▶ Problem to solve
Which lines of the records contain the word "InlineTextContent"? Copy each one.

**** Information provided

PR #3162, opened 2025-08-04
[JEWEL-949] Fix interaction of links and selection in Markdown

rock3r:
This fixes the issue that is present when some selectable `Markdown` (i.e., when the content is wrapped in a `SelectionContainer`) also has one or more links. In that case, the `clickable` added to the `Text` composables used to render paragraphs steals the drag events and makes it impossible to start selecting text from said `Text` components.

 Before | After
 --- | ---
 Before | After

This in turn has a wide-ranging impact in that it makes the `onTextClick` parameter unused throughout the Markdown APIs. Turns out that the original use case (making clickable Markdown-based components such as checkboxes) would be better served by a custom block renderer. So in this change I removed the `clickable` modifier and `onTextClick` from all Markdown rendering APIs.

Given this is a large change, even if this is an experimental API, I decided to still keep the old APIs around for backwards compatibility. I also took the opportunity to rename the `render` APIs to names that are more descriptive and respect Compose naming conventions.

Then, I fixed a subtle bug where disabled fenced code blocks would be more "transparent" than indented ones (we applied `alpha` twice!).

 Before | After
 --- | ---
 Before | image

Lastly, I have added a bunch of KDoc around, and cleaned up a lot of duplication in the `Markdown`/`LazyMarkdown` code, also making sure a change in `selectable` doesn't lose state.

### ⚠️ Important Changes
 * All the experimental `*.render` APIs have been renamed and have lost the `onTextClick` parameter (non-breaking change). They now all have a default implementation that delegates to the new counterparts, ignoring `onTextClick`
 * The experimental `Markdown` and `LazyMarkdown` composables have lost the `onTextClick` parameter (non-breaking change)
 * The experimental API `ImageRendererExtension.renderImagesContent` was renamed to `renderImageContent` (singular "image") in a **breaking** manner
 * The experimental `GitHubTableBlockRenderer` has been made private

### Bug fixes
 * Fixed a bug that made it impossible to select text in a Markdown paragraph that contains one or more links
 * Fixed a bug where disabled fenced code blocks in Markdown would look "lighter" than indented code blocks

### Deprecated API
 * All `MarkdownBlockRenderer.render` APIs have been deprecated in favour of the new APIs with better naming, and no `onTextClick` parameter
 * `Markdown` and `LazyMarkdown` overloads with the `onTextClick` parameter have been deprecated

### DIFF
--- a/platform/jewel/markdown/core/src/main/kotlin/org/jetbrains/jewel/markdown/extensions/ImageRendererExtension.kt
+++ b/platform/jewel/markdown/core/src/main/kotlin/org/jetbrains/jewel/markdown/extensions/ImageRendererExtension.kt
@@ -6,9 +6,22 @@ import org.jetbrains.annotations.ApiStatus
 import org.jetbrains.jewel.foundation.ExperimentalJewelApi
 import org.jetbrains.jewel.markdown.InlineMarkdown
 
-/** An extension for the Jewel images rendering engine. */
+/**
+ * Extension for rendering images in Jewel Markdown.
+ *
+ * Implement this interface to provide a custom renderer for images. This is useful for handling image loading from
+ * different sources (e.g., network, local files) or for applying custom visual treatments to images.
+ *
+ * The [renderImageContent] function will be called for each image found in the Markdown content.
+ */
 @ApiStatus.Experimental
 @ExperimentalJewelApi
 public interface ImageRendererExtension {
-    @Composable public fun renderImagesContent(image: InlineMarkdown.Image): InlineTextContent
+    /**
+     * Renders an image from a Markdown document.
+     *
+     * @param image The image data, containing information like the image URL and alt text.
+     * @return An [InlineTextContent] that will be embedded in the text flow, which will be used to display the image.
+     */
+    @Composable public fun renderImageContent(image: InlineMarkdown.Image): InlineTextContent
 }
--- a/platform/jewel/markdown/core/src/main/kotlin/org/jetbrains/jewel/markdown/extensions/MarkdownBlockRendererExtension.kt
+++ b/platform/jewel/markdown/core/src/main/kotlin/org/jetbrains/jewel/markdown/extensions/MarkdownBlockRendererExtension.kt
@@ -9,12 +9,27 @@ import org.jetbrains.jewel.markdown.MarkdownBlock.CustomBlock
 import org.jetbrains.jewel.markdown.rendering.InlineMarkdownRenderer
 import org.jetbrains.jewel.markdown.rendering.MarkdownBlockRenderer
 
-/** An extension for [MarkdownBlockRenderer] that can render one or more [MarkdownBlock.CustomBlock]s. */
+/**
+ * An extension for [MarkdownBlockRenderer] that can render one or more [MarkdownBlock.CustomBlock]s.
+ *
+ * This is the primary way to handle custom Markdown elements that are not part of the standard Markdown syntax.
+ * Implement this interface to define how a specific type of [CustomBlock] should be rendered.
+ *
+ * If you want to customize how a standard block is rendered, you can create a new [MarkdownBlockRenderer] with the
+ * required custom behavior. Extending [org.jetbrains.jewel.markdown.rendering.DefaultMarkdownBlockRenderer] is the
+ * simplest choice in that case.
+ *
+ * Implementations are responsible for both checking if they can render a given block, through the [canRender] method,
+ * and for providing the Composable content for it, through the [RenderCustomBlock] method.
+ */
 @ApiStatus.Experimental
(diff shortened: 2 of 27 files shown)


platform/jewel/markdown/core/src/main/kotlin/org/jetbrains/jewel/markdown/extensions/ImageRendererExtension.kt
```diff
@@ -6,9 +6,22 @@ import org.jetbrains.annotations.ApiStatus
...
+ *
+ * Implement this interface to provide a custom renderer for images. This is useful for handling image loading from
+ * different sources (e.g., network, local files) or for applying custom visual treatments to images.
+ *
+ * The [RenderImage] function will be called for each image found in the Markdown content.
+ */
 @ApiStatus.Experimental
 @ExperimentalJewelApi
 public interface ImageRendererExtension {
-    @Composable public fun renderImagesContent(image: InlineMarkdown.Image): InlineTextContent
```
rock3r, line 13: Breaking change, noted in release notes.

platform/jewel/markdown/core/src/main/kotlin/org/jetbrains/jewel/markdown/rendering/DefaultMarkdownBlockRenderer.kt
```diff
@@ -166,15 +183,26 @@ public open class DefaultMarkdownBlockRenderer(
...
-            5 -> render(block, styling.h5, enabled, onUrlClick, onTextClick, modifier)
-            6 -> render(block, styling.h6, enabled, onUrlClick, onTextClick, modifier)
-            else -> error("Heading level ${block.level} not supported:\n$block")
+            1 -> RenderHeading(block, styling.h1, enabled, onUrlClick, modifier)
+            2 -> RenderHeading(block, styling.h2, enabled, onUrlClick, modifier)
+            3 -> RenderHeading(block, styling.h3, enabled, onUrlClick, modifier)
+            4 -> RenderHeading(block, styling.h4, enabled, onUrlClick, modifier)
+            5 -> RenderHeading(block, styling.h5, enabled, onUrlClick, modifier)
+            6 -> RenderHeading(block, styling.h6, enabled, onUrlClick, modifier)
+            else -> JewelLogger.getInstance(javaClass).error("Heading level ${block.level} not supported:\n$block")
```
rock3r, line 206: Decided that logging was better than crashing

platform/jewel/markdown/core/src/main/kotlin/org/jetbrains/jewel/markdown/extensions/MarkdownBlockRendererExtension.kt
```diff
@@ -42,5 +61,30 @@ public interface MarkdownBlockRendererExtension {
...
         onUrlClick: (String) -> Unit,
         onTextClick: () -> Unit,
+    ) {
+        RenderCustomBlock(block, blockRenderer, inlineRenderer, enabled, modifier, onUrlClick)
+    }
+
+    /**
+     * Renders a [MarkdownBlock.CustomBlock] as a native Composable.
+     *
+     * Note that if [canRender] returns `false` for a given [block], the implementation of this method might throw.
```
DanielSouzaBertoldi: Really small tiny nit:
```suggestion
     * Note that if [canRender] returns `false` for a given [block], the implementation of this method may throw an exception.
```

platform/jewel/markdown/core/src/main/kotlin/org/jetbrains/jewel/markdown/scrolling/ScrollSyncMarkdownBlockRenderer.kt
```diff
@@ -47,72 +54,64 @@ public open class ScrollSyncMarkdownBlockRenderer(
...
     @Composable
-    override fun render(
-        block: MarkdownBlock,
-        enabled: Boolean,
-        onUrlClick: (String) -> Unit,
-        onTextClick: () -> Unit,
-        modifier: Modifier,
-    ) {
-        if (block is ScrollingSynchronizer.LocatableMarkdownBlock) {
+    override fun RenderBlock(block: MarkdownBlock, enabled: Boolean, onUrlClick: (String) -> Unit, modifier: Modifier) {
```
DanielSouzaBertoldi, line 58: All the `Render*` composable functions here don't have KDocs. Is this intentional?

rock3r: They should inherit the interface's.

rock3r:
Ready to merge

********

▶ Solution below
-    @Composable public fun renderImagesContent(image: InlineMarkdown.Image): InlineTextContent
+     * @return An [InlineTextContent] that will be embedded in the text flow, which will be used to display the image.
+    @Composable public fun renderImageContent(image: InlineMarkdown.Image): InlineTextContent
-    @Composable public fun renderImagesContent(image: InlineMarkdown.Image): InlineTextContent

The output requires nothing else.